First, they designed an algorithm that allows an LLM to translate its output from its internal token language into a shared format that all models can understand. Second, they created another algorithm that prompts such models to mainly rely in their collaborative work on tokens that have the same meaning across models, similarly to words like "banana" or "internet" that are nearly identical across human languages.
"At first, we worried that too much information would be 'lost in translation' and that different models wouldn't be able to collaborate effectively," says Timor. "But we were wrong. Our algorithms speed up the performance of LLMs by up to 2.8 times, leading to massive savings in spending on processing power."
The significance of this research has been recognized by ICML organizers, who selected the study for public presentation – a distinction granted to only about 1 percent of the 15,000 submissions received this year. "We have solved a core inefficiency in generative AI," says Oren Pereg , a senior researcher at Intel Labs and co-author of the study. "This isn't just a theoretical improvement; these are practical tools that are already helping developers build faster and smarter applications."
In the past several months, the team released their algorithms on the open-source AI platform Hugging Face Transformers, making them freely available to developers around the world. The algorithms have since become part of standard tools for running efficient AI processes.

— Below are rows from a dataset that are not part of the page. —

PR #52, opened 2025-05-12
fix: check v7 batch compressed data compatibility

colinlyguo:

For v7 batches, uncompressed cases are resolved. This PR removes the uncompressed case checks and only keeps sanity checks. If sanity check fails, rollup-relayer should halt and wait for manual fix.

### PR title

- [ ] fix: A bug fix

### Breaking change label

### DIFF
--- a/encoding/codecv7.go
+++ b/encoding/codecv7.go
@@ -231,7 +231,7 @@ func (d *DACodecV7) checkCompressedDataCompatibility(payloadBytes []byte) ([]byt
 		return nil, false, fmt.Errorf("failed to compress blob payload: %w", err)
 	}
 
-	if err = checkCompressedDataCompatibility(compressedPayloadBytes); err != nil {
+	if err = checkCompressedDataCompatibilityV7(compressedPayloadBytes); err != nil {
 		log.Warn("Compressed data compatibility check failed", "err", err, "payloadBytes", hex.EncodeToString(payloadBytes), "compressedPayloadBytes", hex.EncodeToString(compressedPayloadBytes))
 		return nil, false, nil
 	}
--- a/encoding/codecv7_test.go
+++ b/encoding/codecv7_test.go
@@ -384,18 +384,6 @@ func TestCodecV7BatchStandardTestCasesEnableCompression(t *testing.T) {
 		})
 	}
 
-	repeat := func(element byte, count int) string {
-		result := make([]byte, 0, count)
-		for i := 0; i < count; i++ {
-			result = append(result, element)
-		}
-		return "0x" + common.Bytes2Hex(result)
-	}
-
-	// Taking into consideration compression, we allow up to 5x of max blob bytes minus 5 byte for the blob envelope header.
-	// We subtract 74 bytes for the blobPayloadV7 metadata.
-	//compressableAvailableBytes := maxEffectiveBlobBytes*5 - 5 - blobPayloadV7MinEncodedLength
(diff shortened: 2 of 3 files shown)


encoding/codecv7_test.go
```diff
@@ -384,18 +384,6 @@ func TestCodecV7BatchStandardTestCasesEnableCompression(t *testing.T) {
 		})
 	}
 
-	repeat := func(element byte, count int) string {
```
noel2004, line 387: Why we should erase this testing case?

noel2004 (dismissed):

encoding/codecv7_test.go
colinlyguo: because it's an unable to compress test case. or we can add it back and change the versioned hash. wdyt?

encoding/codecv7.go
```diff
@@ -267,7 +276,7 @@ func (d *DACodecV7) CheckBatchCompressedDataCompatibility(b *Batch) (bool, error
 		return false, fmt.Errorf("failed to construct blob payload: %w", err)
 	}
 
-	_, compatible, err := d.checkCompressedDataCompatibility(payloadBytes)
+	_, compatible, err := d.checkCompressedDataCompatibility(payloadBytes, false /* checkLength */)
```
noel2004, line 279: Maybe we should add some comment to illustrate that why we should skip length checking here.

noel2004 (dismissed):

encoding/da.go
```diff
@@ -465,6 +465,52 @@ func checkCompressedDataCompatibility(data []byte) error {
...
+	for len(data) > 3 && !isLast {
+		isLast = (data[0] & 1) == 1
+		blkSize := (uint(data[2])*65536 + uint(data[1])*256 + uint(data[0])) >> 3
+		if len(data) < 3+int(blkSize) {
+			return fmt.Errorf("wrong data len {%d}, expect min {%d}", len(data), 3+blkSize)
+		}
+		data = data[3+blkSize:]
+	}
+
+	// Should we return invalid if isLast is still false?
```
jonastheis, line 506: remove this comment

encoding/da.go
```diff
@@ -465,6 +465,52 @@ func checkCompressedDataCompatibility(data []byte) error {
 	return nil
 }
 
+// Fast testing if the compressed data (v7) is compatible with our circuit
+// (require specified frame header and each block is compressed)
+func checkCompressedDataCompatibilityV7(data []byte) error {
```
jonastheis, line 470: what exactly is the difference between this method and `checkCompressedDataCompatibility`?

colinlyguo: the only difference is this check is removed:
```
		if blkType != 2 {
			return fmt.Errorf("unexpected blk type {%d}, size {%d}, last {%t}", blkType, blkSize, isLast)
		}
```
want to keep the behavior consistent for previous codec versions, so adding a new function, but it's open to change (might also affect some unit test results of previous codec versions).

encoding/da.go
colinlyguo: removed in [feb63c9](https://github.com/scroll-tech/da-codec/pull/52/commits/feb63c9ee30a92f5f539603fb5c0d275ea290cb3).

encoding/codecv7.go
colinlyguo: makes sense. added in [feb63c9](https://github.com/scroll-tech/da-codec/pull/52/commits/feb63c9ee30a92f5f539603fb5c0d275ea290cb3).

jonastheis (approved):

noel2004 (approved):

PR #64, opened 2025-10-03
fix: consider RLE blocks in zstd compatibility check

noel2004:
Fix an issue that the new `checkCompressedDataCompatibilityV7` do not consider RLE type block, which would be possible when we have switched to official zstd for data compression

After this change, `checkCompressedDataCompatibilityV7` will serve as a sanity check, it will only return error if there is some issue with the compressed data. Examples include: Data is corrupted, data is truncated, compressed data uses unsupported features (e.g. dictionary). If the compression module is configured correctly, `checkCompressedDataCompatibilityV7` will never fail.

See the spec for more details: https://datatracker.ietf.org/doc/html/rfc8878

## Summary by CodeRabbit

* **Bug Fixes**
  * Improved validation of compressed data blocks to reduce decoding failures.
  * Correctly interprets block types, enforcing proper size for RLE blocks and rejecting reserved types with clear errors.
  * Provides more accurate data length checks and error reporting, improving reliability when processing V7-compressed inputs.

### DIFF
--- a/encoding/da.go
+++ b/encoding/da.go
@@ -497,13 +497,13 @@ func checkCompressedDataCompatibilityV7(data []byte) error {
 		isLast = (data[0] & 1) == 1
 		blkType := (data[0] >> 1) & 3
 		var blkSize uint
-		if blkType == 1 {// RLE Block
+		if blkType == 1 { // RLE Block
 			blkSize = 1
 		} else {
 			if blkType == 3 {
 				return fmt.Errorf("encounter reserved block type at %v", data)
 			}
-			blkSize = (uint(data[2])*65536 + uint(data[1])*256 + uint(data[0])) >> 3	
+			blkSize = (uint(data[2])*65536 + uint(data[1])*256 + uint(data[0])) >> 3
 		}
 		if len(data) < 3+int(blkSize) {
 			return fmt.Errorf("wrong data len {%d}, expect min {%d}", len(data), 3+blkSize)
--- a/encoding/da.go
+++ b/encoding/da.go
@@ -495,7 +495,16 @@ func checkCompressedDataCompatibilityV7(data []byte) error {
 	// scan each block until done
 	for len(data) > 3 && !isLast {
 		isLast = (data[0] & 1) == 1
-		blkSize := (uint(data[2])*65536 + uint(data[1])*256 + uint(data[0])) >> 3
+		blkType := (data[0] >> 1) & 3
+		var blkSize uint
+		if blkType == 1 {// RLE Block
+			blkSize = 1
+		} else {
+			if blkType == 3 {
+				return fmt.Errorf("encounter reserved block type at %v", data)
+			}
+			blkSize = (uint(data[2])*65536 + uint(data[1])*256 + uint(data[0])) >> 3	
+		}
 		if len(data) < 3+int(blkSize) {
 			return fmt.Errorf("wrong data len {%d}, expect min {%d}", len(data), 3+blkSize)
 		}


encoding/da.go
```diff
@@ -495,7 +495,16 @@ func checkCompressedDataCompatibilityV7(data []byte) error {
 	// scan each block until done
 	for len(data) > 3 && !isLast {
 		isLast = (data[0] & 1) == 1
-		blkSize := (uint(data[2])*65536 + uint(data[1])*256 + uint(data[0])) >> 3
+		blkType := (data[0] >> 1) & 3
+		var blkSize uint
+		if blkType == 1 { // RLE Block
+			blkSize = 1
```
jonastheis, line 501: Why set this to 1 here?

noel2004: According to RFC8878, `blkType` is 1 indicating this is a RLE block, and such a block [has a fixed 1-byte size](https://datatracker.ietf.org/doc/html/rfc8878#name-block_type):

> RLE_Block:
> This is a single byte, repeated Block_Size times. Block_Content consists of a single byte. On the decompression side, this byte must be repeated Block_Size times.

jonastheis (approved):
I think this change should be relatively low risk as we decode batches before submitting them in the rollup relayer anyway.

As discussed in Slack, we should probably replace this check long-term with a decompression with the underlying library to avoid such compatibility issues and be better maintainable.

encoding/da.go
```diff
@@ -495,7 +495,16 @@ func checkCompressedDataCompatibilityV7(data []byte) error {
...
+		} else {
+			if blkType == 3 {
+				return fmt.Errorf("encounter reserved block type at %v", data)
+			}
+			blkSize = (uint(data[2])*65536 + uint(data[1])*256 + uint(data[0])) >> 3
+		}
 		if len(data) < 3+int(blkSize) {
 			return fmt.Errorf("wrong data len {%d}, expect min {%d}", len(data), 3+blkSize)
```
Thegaram, line 509: Would this happen in practice?

encoding/da.go
Thegaram, line 468: Seems like this is not true anymore, we support all block types (raw, RLE, compressed), right?

So what does this function check exactly?

Thegaram, line 483: The [spec](https://datatracker.ietf.org/doc/html/rfc8878#name-frame_header_descriptor) says
> When Frame_Content_Size_Flag is 0, FCS_Field_Size depends on Single_Segment_Flag: if Single_Segment_Flag is set, FCS_Field_Size is 1. Otherwise, FCS_Field_Size is 0

Is `Single_Segment_Flag` never set in our case?

Thegaram (approved):

encoding/da.go
noel2004: Yes. It is found by @jonastheis while encoding the on-chain block (cause some rather small batch).

Consider many 0 bytes is filled in calldata of a tx, it would be highly possible for zstd had generated a RLE block.

encoding/da.go
noel2004: There is still reserved value (3) and we need to ensure a  block type can not be that (broken data)

noel2004: It should be ALWAYS set in our case. That is why we [have expected the leftist 5 bit is 32](https://github.com/scroll-tech/da-codec/blob/4e9428c3cd82a74b8811e32e9b773e0edce77e77/encoding/da.go#L476) in frame header.

encoding/da.go
Thegaram: I see what you mean. So this error happened before because of an RLE block:

```
return fmt.Errorf("wrong data len {%d}, expect min {%d}", len(data), 3+blkSize)
```

Now that we added a special case for RLE blocks, this error should normall not happen.

encoding/da.go
Thegaram: But that would not happen if we use a correct zstd encoder implementation. So this is more like a sanity check now.

PR #66, opened 2025-11-14
add galileo CodecV9

georgehao:

This PR adds CodecV9 for Galileo. This codec is identical with CodecV8, except that it uses version `9` in both the batch header and blob envelope.

### PR title

- [X] feat: A new feature

### Breaking change label

- [X] No, this PR is not a breaking change
- [ ] Yes

## Summary by CodeRabbit

* **New Features**
  * Adds Codec V9 support (selected when Galileo hardfork is active), including V9-aware compression, blob construction, and L1 commit size estimation for batches/chunks.

* **Tests**
  * Adds tests verifying Codec V9 selection and mapping, plus an error case for a future version.

* **Chores**
  * Bumps Go toolchain to 1.22 and refreshes cryptography/KZG-related dependencies; updates testify to v1.10.0.


encoding/codecv9.go
```diff
@@ -0,0 +1,14 @@
+package encoding
+
+type DACodecV9 struct {
```
Thegaram, line 29: Please confirm that this is true: We do not need any of the added complexities (duplicated methods) that we needed for V8, because we do not change the internal compression behavior in V9.

Thegaram (dismissed):

encoding/codecv9.go
Thegaram, line 1: Remember that we need to bump `da-codec` version in both `rollup-relayer` and `l2geth` (I think previously we forgot about l2geth).

encoding/codecv9.go
jonastheis: I think so. Just like CodecV6

jonastheis (dismissed):

encoding/codecv9.go
yiweichi: blob-uploader depends on da-code as well, Do we already have plan to update blob-uploader [here](https://github.com/scroll-tech/scroll/blob/develop/rollup/internal/controller/blob_uploader/blob_uploader.go#L170) to support codecv9?

yiweichi: Nevermind, it's already covered on pr https://github.com/scroll-tech/scroll/pull/1752/files#diff-516f715f986f16ab3c638b2e3652d9bf4af757c33fd880a0964dea26c2d48f2dR1053.

georgehao: added in this pr https://github.com/scroll-tech/scroll/pull/1752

"This new development is especially important for edge devices, from phones and drones to autonomous cars, which must rely on limited computing power when not connected to the internet," Timor adds. "Imagine, for example, a self-driving car that is guided by an AI model. In this case, a faster model can make the difference between a safe decision and a dangerous error."
Also participating in the study were Dr. Jonathan Mamou, Daniel Korat , Moshe Berchansky and Moshe Wasserblat from Intel Labs and Gaurav Jain from d-Matrix.
Prof. David Harel is the incumbent of the William Sussman Professorial Chair of Mathematics.